It is "Clock Work Zone", however missing " W" art makes it "Clock Ork Zone". The correct name shows up in the level select. 

Correct initials for the level should be CWZ instead of COZ like in the OP but I'm not sure if the community has decided on this.


----------



## HarveyHouston (Jan 2, 2021)

Huh, never knew that such a thing wasn't released yet. Interesting!


----------



## raxadian (Jan 2, 2021)

matpower said:


> It is "Clock Work Zone", however missing " W" art makes it "Clock Ork Zone". The correct name shows up in the level select.
> 
> Correct initials for the level should be CWZ instead of COZ like in the OP but I'm not sure if the community has decided on this.



Ah yeah I remember someone mentioned the font they used didn't have a W to save space hence the name change.


----------



## soup1 (Jan 2, 2021)

Woah. I woulda thought we would be done with this game by now but apparently not lol


----------



## raxadian (Jan 3, 2021)

The ball must have killed a few beta testers or something.


----------



## RocketRobz (Jan 4, 2021)

As a Sonic fan myself, I'm so glad that a prototype for Sonic 1 is now out!
I'm hoping that the Tokyo Toy Show proto is released in the future as well.
Some people have said that a Sonic 1 proto wouldn't/won't be made public, and now look what happened. 

Here's what I like about the recently released proto:

The percussion samples.
They're lower-pitched than the final, so I'm under the impression that the high-pitched samples in the final, is an overlooked bug due to reworking the sound driver for the SEGA sample.
The UFOs in Marble Zone.
I can see why they removed them in the final.
The look of Sparkling Zone.
I prefer the lively look of it over the cool-looking Spring Yard Zone.
The background of Labyrinth Zone.
In my opinion, it's what makes Labyrinth Zone look like... well, a labyrinth.


----------



## raxadian (Jan 4, 2021)

Robz8 said:


> The UFOs in Marble Zone.
> I can see why they removed them in the final.


Because they are a leftover of when Sonic was a vampire and fought mutants?


----------



## Sonic Angel Knight (Jan 4, 2021)

And now we see a static background image of Labyrinth zone. 








matpower said:


> It is "Clock Work Zone", however missing " W" art makes it "Clock Ork Zone". The correct name shows up in the level select.


Clock "ORK" zone just funny 

Least is not clock cork zone. Might be filled with corks and screws. Clock work kinda remind me of clock tower stages in like every castlevania game which is the most annoying swinging on pendulums or the spinning gears, unlimited medusa heads.


----------



## KlasseyKreations (Jan 4, 2021)

gotta go fast


----------



## RocketRobz (Jan 4, 2021)

raxadian said:


> Because they are a leftover of when Sonic was a vampire and fought mutants?


lol, nope.
It's because Marble Zone doesn't look like a Sci-Fi/space level.


----------



## raxadian (Jan 5, 2021)

Robz8 said:


> lol, nope.
> It's because Marble Zone doesn't look like a Sci-Fi/space level.

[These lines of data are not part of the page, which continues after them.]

Issue #2058, opened 2022-07-27
When rewording a merge commit with the editor, lazygit calls git incorrectly


nullishamy:
**Describe the bug**
When rewording a merge commit using the editor, lazy git calls git with an incorrect set of arguments. This results in the operation failing.

**To Reproduce**
1. Create a merge commit
2. Reword it with the editor
3. Observe failed editor launch

**Expected behavior**
The editor should open without issue, allowing a reword.

**Screenshots**
![image](https://user-images.githubusercontent.com/99221043/181305529-81332202-01fa-4d60-9862-2cf62eb77551.png)

**Desktop (please complete the following information):**
 - OS: Arch
 - Lazygit Version 0.35.367b0d33

nullishamy:
Note: it works fine using the builtin editor.

mark2185:
For the time being, does the `merge commit` you're trying to reword happen to be the same as `HEAD`?

If so, could you give #2065 a spin to see if it helps?

nullishamy:
Yeah, it was the HEAD commit. I'll try that PR now, do you have instructions on how to grab it? Will i just clone & compile or is there another process?

mark2185:
Just clone it, be sure to check out the branch, and run it with `go run main.go`.

nullishamy:
Got it, also in my testing today I am realising that the merge could not have been HEAD, because when it is actually HEAD, lazygit just runs `git commit --amend` instead of the previously posted `git rebase`.

nullishamy:
That branch did not fix the issue.

nullishamy:
Strangely, it now complains that rewording is not available for GPG users, which was not the case when i last tested. I did testing in `/tmp` the last time and have since rebooted, so i'm not sure if that's the issue?

mark2185:
> lazygit just runs git commit --amend instead of the previously posted git rebase

When using editor to reword it _always_ starts an interactive rebase. It shouldn't be so, _but hey_.

>  I did testing in /tmp the last time and have since rebooted, so i'm not sure if that's the issue?

I've had issues using my editor in `/tmp` for some reason, never got to the bottom of it, though. I'd advise cloning the repo somewhere else in your `$HOME`.

> With further testing, it's probably because it cant resign the commits if they arent the HEAD?

Uhhh... now it literally runs `git commit --allow-empty --amend --only`, does that work when invoked from the CLI?

nullishamy:
I can try moving the repo, just to rule it out. 

[...]

PR #2065, opened 2022-07-29
Fix rewording a merge commit with editor

mark2185:
This should help with fixing #2058 , but only if the `merge commit` is `HEAD`.

Merge commits and interactive rebasing are a different problem altogether, so this avoids it just in this one case.

### DIFF
--- a/pkg/gui/controllers/local_commits_controller.go
+++ b/pkg/gui/controllers/local_commits_controller.go
@@ -227,11 +227,11 @@ func (self *LocalCommitsController) reword(commit *models.Commit) error {
 }
 
 func (self *LocalCommitsController) rewordEditor(commit *models.Commit) error {
-	applied, err := self.handleMidRebaseCommand("reword", commit)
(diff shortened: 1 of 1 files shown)


pkg/gui/controllers/local_commits_controller.go
```diff
@@ -227,14 +227,18 @@ func (self *LocalCommitsController) reword(commit *models.Commit) error {
...
 	if err != nil {
 		return err
 	}
-	if applied {
+	if midRebase {
 		return nil
 	}
 
+	if self.context().GetSelectedLineIdx() == 0 {
+		return self.c.RunSubprocessAndRefresh(self.os.Cmd.New("git commit --allow-empty --amend --only"))
```
jesseduffield, line 239: looks like this belongs inside the HandleConfirm function below

jesseduffield (changes requested):
one thing

jesseduffield:
You're on fire today!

Unless you go by the ancient ruins equals aliens thing.


----------



## Sonic Angel Knight (Jan 5, 2021)

So someone already made VGM files of the prototype. Some songs sound.... different.


----------



## Milenko (Jan 5, 2021)

Idk why but I just had memories of castle of illusion on the master system come back to me, stressful memories


----------



## matpower (Jan 6, 2021)

Sonic Angel Knight said:


> So someone already made VGM files of the prototype. Some songs sound.... different.


The drum sample is a lot cleaner compared to the final release, it really shows in Final Zone's sound slot IMO.
It is likely that they tweaked the sound driver for the "SEGAAAAA!" chant, and made the drum weaker either due to technical limitations.


----------



## raxadian (Jan 7, 2021)

matpower said:


> The drum sample is a lot cleaner compared to the final release, it really shows in Final Zone's sound slot IMO.
> It is likely that they tweaked the sound driver for the "SEGAAAAA!" chant, and made the drum weaker either due to technical limitations.



Or just a result of audio compression to save space.  The SEGAAA!  scream alone takes 5.15% space of the finished game.


----------



## AFK797 (Jan 7, 2021)

From What I remember, the "Press Start Button" Text doesn't appear on the title screen in the final game, correct? And is that font used anywhere else in the final game?


----------



## raxadian (Jan 7, 2021)

AFK797 said:


> From What I remember, the "Press Start Button" Text doesn't appear on the title screen in the final game, correct? And is that font used anywhere else in the final game?



The color makes it hard to read,  and the game was Christmas rushed.


----------



## matpower (Jan 7, 2021)

AFK797 said:


> From What I remember, the "Press Start Button" Text doesn't appear on the title screen in the final game, correct? And is that font used anywhere else in the final game?


Yeah, due to a bug. It is actually there but invisible. It was fixed in one re-release but never again. As far as I remember, it is not used anywhere else.


raxadian said:


> Or just a result of audio compression to save space.  The SEGAAA!  scream alone takes 5.15% space of the finished game.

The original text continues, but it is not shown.